In ester reactions, the chain always breaks into a single bond, either between oxygen and alcohol or R, or between oxygen and the R-CO- group, thereby removing alcohol or one of its derivatives . The saponification of the esters, so called because of its analogy with the formation of soaps, is the reverse reaction to esterification: Esters are more easily hydrogenated than acids, generally using ethyl ester treated with a mixture of sodium and alcohol, and they condense with each other in the presence of sodium and with ketones

Distribution in nature

Esters are widely distributed in nature and are the substances that impart the pleasant odor to many fruits and vegetables. Animal and vegetable fats (tallow, butter and oil) are esters of glycerin with the higher fatty acids (saturated and unsaturated). Waxes are also esters of higher fatty acids and higher alcohols.

Acid hydrolysis:

By heating with water it breaks down into the alcohol and acid from which it comes.

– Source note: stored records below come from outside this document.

PR #811, opened 2022-05-09
Fix building without MPI.

olupton:
**Description**
Without this, builds without MPI have linker errors about `dlsym` and `dlerror`, which are used in `core/nrnmpi.cpp`.


pramodk (approved):
LGTM

alkino (approved):

PR #823, opened 2022-06-02
Configure sanitizers in CMake

olupton:
**Description**
Use the utilities added in https://github.com/BlueBrain/hpc-coding-conventions/pull/131 to configure (Clang) sanitizers when a new `CORENRN_SANITIZERS` option is passed.

So far AddressSanitizer, LeakSanitizer and UndefinedBehaviourSanitizer have been investigated. LeakSanitizer identifies hard-to-suppress problems in every MPI implementation that I tested, but it did seem to run cleanly without MPI after a few (included) suppressions -- I have not currently included a build of that, though. AddressSantizer runs cleanly and UndefinedBehaviourSanitizer flags one thing from Random123 that I have included in a suppression file.

The new CI builds use Ubuntu 22.04 and Clang 14, one build has AddressSanitizer (with LeakSanitizer disabled at runtime), the other build has UndefinedBehaviourSanitizer. As well as adding these builds, the CI plan has been updated to:
- include problem matchers, so GitHub should flag sanitizer and compiler warnings in the PR diff view (see https://github.com/BlueBrain/CoreNeuron/pull/823#issuecomment-1148483509)
- use ccache to speed up CI builds (note that this is currently required for ☝️ as we rely on ccache's absolute-to-relative path rewriting to generate the ../path/to/source/file.cpp pattern matched by the problem matchers)
- use ninja to speed up CI builds
- use macOS-11 instead of macOS-10.15
- move the documentation and gcc-10 builds out of the matrix so we don't run pointless macOS versions of them

Also:
- Add CORENRN_EXTRA_CXX_FLAGS and CORENRN_EXTRA_MECH_CXX_FLAGS CMake variables for injecting compiler flags to be used when compiling CoreNEURON (or CoreNEURON mechanism) source files, unlike CMAKE_CXX_FLAGS that touches all submodules and other software that is pulled into the build.
- Use `cpp_cc_git_submodule` helper for CLI11
- Fix building documentation with Ninja
- Drop empty `sim/scopmath/crout_thread.cpp`
- Fix a bug in `stdindex2ptr` that was flagged by AddressSanitizer
- Fix some warnings where it seemed easier than suppressing them

TODO:
- [x] Add CI pipeline that uses the new option
- [x] Update submodule when https://github.com/BlueBrain/hpc-coding-conventions/pull/131 is merged
- [x] Update submodule when https://github.com/BlueBrain/nmodl/pull/878 is merged

**How to test this?**
Build CoreNEURON with `-DCORENRN_SANITIZERS=undefined`, `-DCORENRN_SANITIZERS=address` or `-DCORENRN_SANITIZERS=address,leak` and Clang.

**Test System**
 - OS: BB5
 - Compiler: Clang 13
 - Backend: CPU

CI_BRANCHES:NEURON_BRANCH=master,SPACK_BRANCH=develop


coreneuron/io/nrn_setup.cpp
```diff
@@ -635,21 +635,19 @@ void read_phasegap(NrnThread& nt, UserParams& userParams) {
...
-        int ix = index;  // relative to _actual_v
+        int ix{index};  // relative to _actual_v
         nrn_assert((ix >= 0) && (ix < nt.end));
         if (nt._permute) {
             node_permute(&ix, 1, nt._permute);
         }
-        return nt._data + (v0 + ix);    // relative to nt._data
+        return nt._actual_v + ix;
     } else if (mtype == i_membrane_) {  // membrane current from fast_imem calculation
-        int i_mem = nt.nrn_fast_imem->nrn_sav_rhs - nt._data;
```
olupton, line 646: This was leading to segfaults when AddressSanitizer was enabled, as in those builds `nrn_sav_rhs` and `_data` (which are independent allocations) had addresses that were too different to fix in an `int`.

olupton:
With the current state of the PR I see:
Screenshot 2022-06-07 at 12 25 03

alexsavulescu (approved):

coreneuron/io/nrn_setup.cpp
pramodk: 👍 (didn't see any reason for previous logic anyway...)

.sanitizers/undefined.supp
```diff
@@ -0,0 +1 @@
+unsigned-integer-overflow:_philox4x32bumpkey(r123array2x32)
```
pramodk, line 1: curious about this - is this something work reporting upstream or false-positive?

pramodk (approved):
LGTM

tests/CMakeLists.txt
```diff
@@ -9,6 +9,12 @@ include(TestHelpers)
 include_directories(${CORENEURON_PROJECT_SOURCE_DIR} ${CORENEURON_PROJECT_BINARY_DIR}/generated
                     ${Boost_INCLUDE_DIRS})
 
+# Add compiler flags that should apply to all CoreNEURON targets, but which should not leak into
+# other included projects.
```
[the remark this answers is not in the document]
olupton: https://github.com/BlueBrain/CoreNeuron/blob/940d0e7802e0dad1c5f55084797914b52314f7d4/coreneuron/CMakeLists.txt#L7-L11
the same lines are there in `coreneuron/CMakeLists.txt` 🙂

.sanitizers/undefined.supp
olupton: It's not actually undefined behaviour, see https://clang.llvm.org/docs/UndefinedBehaviorSanitizer.html
> `-fsanitize=unsigned-integer-overflow`: Unsigned integer overflow, where the result of an unsigned integer computation cannot be represented in its type. Unlike signed integer overflow, this is not undefined behavior, but it is often unintentional. This sanitizer does not check for lossy implicit conversions performed before such a computation (see `-fsanitize=implicit-conversion`).

So this isn't a big red flag. I haven't yet investigated what's going on in the cases caught by our test suite; I thought it was better to get these checks in and then incrementally try to remove the suppressions in other, smaller PRs.

olupton: I disabled this check in the NEURON PR because it was too noisy, BTW: https://github.com/neuronsimulator/nrn/blob/e347a9dfdcb475c63fc8a34ed7e058f3c2600593/CMakeLists.txt#L250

ester + water ————- acid + alcohol

With an excess of water the reaction is complete. It is a reverse process to esterification.

CH 3 .CO.O.CH 3 + H 2 O ———— CH 3 .CO.OH + H.CH 2 .OH

Alkaline hydrolysis – Saponification

Hydrolysis of esters is catalyzed by acids or bases and leads to carboxylic acids. In the presence of a hydroxide and with excess water and heat, a reaction occurs that produces alcohol and the salt of the acid it produces. This salt is the soap that gives the name to the reaction.

ester + hydroxide ————– acid salt + alcohol.

Transesterification

The esters react with alcohols with acid or basic catalysis obtaining a new ester without having to go through the free carboxylic acid. This reaction is called transesterification.

Organometallic reaction

Grignard’s reagents transform esters into alcohols. The reaction cannot be stopped and the addition of two equivalents of the organometallic occurs.

Reduction to alcohols and aldehydes

Aluminum and lithium hydride transforms them into alcohols and DIBAL into aldehydes.

Claisen condensation

In basic media they form enolates that condense generating 3-ketoesters. Reaction called Claisen condensation.

Applications

  • Ethyl formate: redcurrant essence, rum.
  • Ethyl acetate: apple and pear essence. Nitrocellulose solvent.
  • Ethyl butyrate: peach essence.
  • Butyl acetate: solvent for nitrocellulose. Lacquers; varnishes; plastics; safety glasses; perfumes.